• [EXERCISE DIRECTIONS] Extract the line that contains "This looks like" and every line after it to the end of the records below, exactly as written and nothing else.

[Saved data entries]
┌──

PR #465, opened 2018-10-07
Add `get_json` function

RealOrangeOne:
Add a template function to request JSON data from remote endpoints. This is currently a very minimal implementation, which doesn't cache anything between runs (the cache lives purely in-memory). Future iterations may include a filesystem cache, and support for other datatypes (eg CSV). I added a fairly naive example to the docs site which tests both the response, and whether the response is correctly cached. 

Adding support for remote content like this is a controvertial feature in static site generators, because it both adds an external dependency on the upstream API value, but also means the site requires an active internet connection to build. I personally use it quite a lot to fetch fairly fixed metadata, or to build custom widgets for things which expose an API, but have fairly terrible embed support. If you don't actually use the function, then no requests are actually made.

### DIFF
--- a/Cargo.lock
+++ b/Cargo.lock
@@ -2129,6 +2129,7 @@ dependencies = [
  "imageproc 0.1.0",
  "lazy_static 1.1.0 (registry+https://github.com/rust-lang/crates.io-index)",
  "pulldown-cmark 0.1.2 (registry+https://github.com/rust-lang/crates.io-index)",
+ "reqwest 0.9.2 (registry+https://github.com/rust-lang/crates.io-index)",
  "taxonomies 0.1.0",
  "tera 0.11.16 (registry+https://github.com/rust-lang/crates.io-index)",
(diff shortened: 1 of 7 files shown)


RealOrangeOne:
(Netlify is failing because it can't find the new function, which is to be expected)

Keats:
This looks like a duplicate of https://github.com/Keats/gutenberg/pull/379 ? Despite the name of the PR it also loads JSON now.

RealOrangeOne:
Not quite. By the looks of it, #379 loads data from the project itself. This requests it from a remote.

Keats:
See the discussion from https://github.com/Keats/gutenberg/pull/379#issuecomment-415892025

#379 is starting with local files but the goal is to add remote to it afterwards

RealOrangeOne:
aha, in that case yes, this is a duplicate. And that looks like a far more robust implementation anyway :+1:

└──

• [RESULT OF THE TASK]
This looks like a duplicate of https://github.com/Keats/gutenberg/pull/379 ? Despite the name of the PR it also loads JSON now.

RealOrangeOne:
Not quite. By the looks of it, #379 loads data from the project itself. This requests it from a remote.

Keats:
See the discussion from https://github.com/Keats/gutenberg/pull/379#issuecomment-415892025

#379 is starting with local files but the goal is to add remote to it afterwards

RealOrangeOne:
aha, in that case yes, this is a duplicate. And that looks like a far more robust implementation anyway :+1:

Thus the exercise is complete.